The Supreme Court’s view has thus prevailed, according to which the FGTS is a social right of Brazilian workers, provided for in the Federal Constitution itself, in article 7, item III, which states that: “The following are rights of urban and rural workers, in addition to others aimed at improving their social condition: III service time guarantee fund”.
Along these lines is the most recent ruling by Judge Azuma Nishi, of the 1st Chamber Reserved for Business Law of the São Paulo Court of Justice, in a unanimous judgment on 23.05.2018 in the case of Interlocutory Appeal No. 2034905-70.2018.8.26.0000, the gist of which is transcribed below:
INTERLOCUTORY APPEAL. JUDICIAL REORGANIZATION. AUTHORIZATION OF CREDIT. Controversy over the possibility of including amounts related to FGTS, INSS and IRRF as a labor claim in favor of the creditor. Decision under appeal determined the inclusion of all these amounts.
FGTS. Amount held by the worker that is labor in nature. Possible inclusion of the claim in class I (privileged claims) of the general list of creditors.
SOCIAL SECURITY CONTRIBUTIONS. INSS and IRRF. Qualification of social security contributions is unacceptable. The worker is not the holder of these amounts. The amounts relating to INSS and IRRF must be excluded.
DECISION PARTIALLY REVERSED. APPEAL UPHELD IN PART.
However, even today the discussion has not been settled either in doctrine or in case law. Justice Manoel de Queiróz Pereira Calças continues to argue that the fact that the worker can demand the deposits through a labor claim, in which it is even allowed to settle, such credits are not subject to the effects of judicial recovery, given their indisputable tax profile, even though they cannot be confused with a tax.
It is possible to conclude that given the multidisciplinary nature of the contribution itself and the different consequences of whether or not it is subject to the effects of judicial reorganization, as well as bankruptcy itself, the issue will continue to give rise to divergent understandings, which, although thought-provoking, do nothing to contribute to much-needed legal certainty.
With regard to INSS and IRRF amounts, given their essentially tax nature, it is not possible to give them the privileges of labor claims. Thus, it is incontrovertible that their subjection to the effects of judicial reorganization is unreasonable, since these are credits whose holder is the Federal Union, which may use the proper executive means provided for in the legislation.

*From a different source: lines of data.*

PR #470, opened 2026-06-01
fix KeyError: 'weight_mode' when packing v2.1 recipes with under-specified gradients

### LINKED ISSUE #465: Validation schema improvements
## Use Case

@mogres ran into friction while packing recipes that expected to be valid. Pydantic validation rejected the recipe during pack/validate, which blocking the workflow.

It would be helpful if @mogres could drop a short note here with:
- which recipe you were packing 
- the validation error message you saw
- what shape/format/value was expected to be accepted 
- (optional)any feedback, requests, suggestions for improvement

That context will help us decide whether this is a schema that's too strict, a normalization gap in `recipe_loader`, or something else in the workflow.
 
## Proposed Solution

TBD based on user feedback

rugeli:
# Problem

closes #465 

Sorry for the delay on this one, after tracing it back through the packing pipeline, I figured the gradient packing error is not a problem with our Pydantic schema. The root cause is a data-pipeline gap. Gradient defaults were only ever filled in one place: the v2.0→v2.1 migration. But `recipe_loader._read` only runs migration when format_version != current_version. A recipe hand-authored directly as 2.1 skips migration entirely, so its gradients reach `Gradient.__init__` still missing keys.

In short, without the changes in this pr, relabeling `format_version` as `2.0`, everything else stays the same, the recipe `cellpack/tests/recipes/v2/test_peroxisome_combined_gradient.json` would pass.

# Solution

in `recipe_loader`:
- added gradient normalization that converts list-of-dict form and fill missing top-level keys. Made this conversion happen before validation.
- removed now-redundant gradient dict to list block 

with @mogres 

Note: If we want to further refactor, we can:
1. make use of the validator output. `validate_recipe` builds a normalized copy that `_read` currently discards, we currently only use validator for validating which makes sense to me. But if we want to, we can make the validated recipe source of truth. This will be a larger pr so I'd keep this separate.
2. unify version migration scripts(default filling, structure flatten&nested, etc). more files involved, so better be another separate pr  

## Type of change

## Steps to Verify:
1. run `pack -r cellpack/tests/recipes/v2/test_peroxisome_combined_gradient.json -c cellpack/tests/packing-configs/test_gradient_mixing.json`


meganrm (approved):

mogres (approved):
Thanks Ruge! I ran the verification successfully.

PR #379, opened 2019-09-04
[owners] Add reviewer selection algorithm 

rcebulko:
Adds reviewer selection algorithm implementation and tests. Does not yet integrate it into the owners bot, and the bot is still non-blocking (see [algorithm I2I](https://github.com/ampproject/amphtml/issues/24338)). Plan is to take this and start recommending reviewer sets, but leaving the bot as non-blocking.


owners/src/reviewer_selection.js
```diff
@@ -0,0 +1,186 @@
...
+
+Repeat until all files have an OWNER in the reviewer set.
+
+*/
+
+/**
+ * Class implementing the reviewer selection algorithm.
+ */
+class ReviewerSelection {
+  /** Part 1 **/
```
danielrozenberg: I find this extremely amusing 😝

owners/src/reviewer_selection.js
```diff
@@ -0,0 +1,186 @@
...
+    while (Object.entries(fileTreeMap).length) {
+      const bestReview = this._pickBestReview(fileTreeMap);
+      if (!bestReview) {
+        // This should be impossible unless there is no top-level OWNERS file.
+        throw Error('Could not select reviewers!');
+      }
+
+      const [bestReviewer, coveredFiles] = bestReview;
+      reviews.push([bestReviewer, coveredFiles]);
+      coveredFiles.forEach(filename => delete fileTreeMap[filename]);
```
danielrozenberg: This feels… off? I dunno why, this might be perfectly normal. Just never seen this done before this way. Maybe somebody who feels much more comfortable with JS than me can chime in

owners/test/reviewer_selection.test.js
```diff
@@ -0,0 +1,253 @@
...
+
+const sinon = require('sinon');
+const {ReviewerSelection} = require('../src/reviewer_selection');
+const {OwnersRule, OwnersTree} = require('../src/owners');
+
+describe('reviewer selection', () => {
+  const sandbox = sinon.createSandbox();
+  const ownersTree = new OwnersTree();
+
+  const rootDirRule = new OwnersRule('OWNERS.yaml', ['root']);
```
danielrozenberg: Maybe give them better fake names? It's a little confusing to think of "root" as a github username... e.g., alice, bob, carol :)

danielrozenberg: Also, since these are only used to create the tree, you can inline them instead of creating a one-time-use const. This way it's easier for me to scroll up and down when reviewing to look at what I expect the results to be :)

owners/test/reviewer_selection.test.js
```diff
@@ -0,0 +1,253 @@
...
+      sandbox.assert.calledWith(
+        ReviewerSelection._reviewersForTrees,
+        sinon.match.array.contains([childDirTree, otherChildDirTree])
+      );
+      expect(reviewers).toEqual(expect.arrayContaining(['child', 'kid']));
+    });
+  });
+
+  describe('filesOwnedByReviewer', () => {
+    it('lists files for which the reviewer is an owner', () => {
```
danielrozenberg: Use an `it.each` parameterized test here - split it on the rootFiles/childFiles/kidFiles/descendantFiles part

owners/test/reviewer_selection.test.js
```diff
@@ -0,0 +1,253 @@
...
+
+  const rootDirRule = new OwnersRule('OWNERS.yaml', ['root']);
+  const childDirRule = new OwnersRule('foo/OWNERS.yaml', ['child']);
+  const otherChildDirRule = new OwnersRule('biz/OWNERS.yaml', ['child', 'kid']);
+  const thirdChildDirRule = new OwnersRule('buzz/OWNERS.yaml', ['thirdChild']);
+  const descendantDirRule = new OwnersRule('foo/bar/baz/OWNERS.yaml', [
+    'descendant',
+  ]);
+
+  const rootDirTree = ownersTree.addRule(rootDirRule);
```
danielrozenberg: Might be worth making this an object, where the keys are the directory path:
```javascript
dirTrees = {
  '/': ownersTree.addRule(...),
  '/foo': ownersTree.addRule(...),
  '/foo/bar/baz': ownersTree.addRule(...),
  ...
};
```

This way when you make comparisons below it's much more obvious without having to parse the relationships between the owner and the tree while reading the tests:
```javascript
expect(nearestTrees).toEqual([trees['/foo']])
```

owners/test/reviewer_selection.test.js
```diff
@@ -0,0 +1,253 @@
...
+      });
+    });
+  });
+
+  describe('pickReviewers', () => {
+    let fileTreeMap;
+    let bestReviewerStub;
+
+    beforeEach(() => {
+      bestReviewerStub = sandbox.stub(ReviewerSelection, '_pickBestReview');
```
danielrozenberg: Stub this separately in each test for readability reasons

owners/test/reviewer_selection.test.js
```diff
@@ -0,0 +1,253 @@
...
+
+    it('picks reviewers until all files are covered', () => {
+      bestReviewerStub.callThrough();
+      const reviews = ReviewerSelection.pickReviewers(fileTreeMap);
+      const reviewers = reviews.map(([reviewer, files]) => reviewer);
+
+      sandbox.assert.calledThrice(ReviewerSelection._pickBestReview);
+      expect(reviewers).toEqual(['child', 'thirdChild', 'root']);
+    });
+
```
danielrozenberg: Add a test that shows this doesn't necessarily add the root user even if there are multiple potential owners

owners/src/reviewer_selection.js
rcebulko: What feels off? Removing entries from a dict?

owners/src/reviewer_selection.js
rcebulko: Lol yeah probably not strictly necessary but :man_shrugging:

owners/test/reviewer_selection.test.js
rcebulko: Renamed "root" to "rootOwner", leaving the rest since it makes it easier to read what users the tests are expecting ("child" is more meaningful than "bob" (no offense Bob))

rcebulko: Whoops, nice catch. These were used at one point, but once `OwnersTree.addRule` was updated to return the subtree, it was no longer necessary. Removed.

owners/test/reviewer_selection.test.js
rcebulko: Done.

owners/test/reviewer_selection.test.js
rcebulko: Done

owners/test/reviewer_selection.test.js
rcebulko: Done.

owners/test/reviewer_selection.test.js
rcebulko: Done.

owners/src/reviewer_selection.js
rcebulko: Wrapped the lambda in braces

¹Extraordinary Appeal nº138.284-8 CE, Rel. Min. Carlos Vellos, j.em 01/07/1992 in a unanimous vote
²TST Precedent No. 362 – FGTS. PRESCRIPTION (new wording) – Res. 198/2015, republished due to a clerical error – DEJT published on 06.12, 06.15 and 06.16.2015
I – For cases in which the injury occurred on or after November 13, 2014, the statute of limitations for the right to complain about non-payment of contributions to the FGTS is five years, observing the period of two years after the end of the contract;
II – For cases in which the statute of limitations was already running on November 13, 2014, the statute of limitations that expires first applies: thirty years from the initial term, or five years from November 13, 2014 (STF-ARE-709212/DF)
³CALÇAS, M. Q. P. The controversy over the legal nature of contributions owed to the Severance Indemnity Fund by a company undergoing judicial reorganization. In: CEREZETTI, S. C. N.; MAFFIOLETTI, E. U. Dez anos da Lei 11.101/2005: estudos sobre a lei de recuperação e falência. São Paulo: Ed. Almedina Brasil, 2016.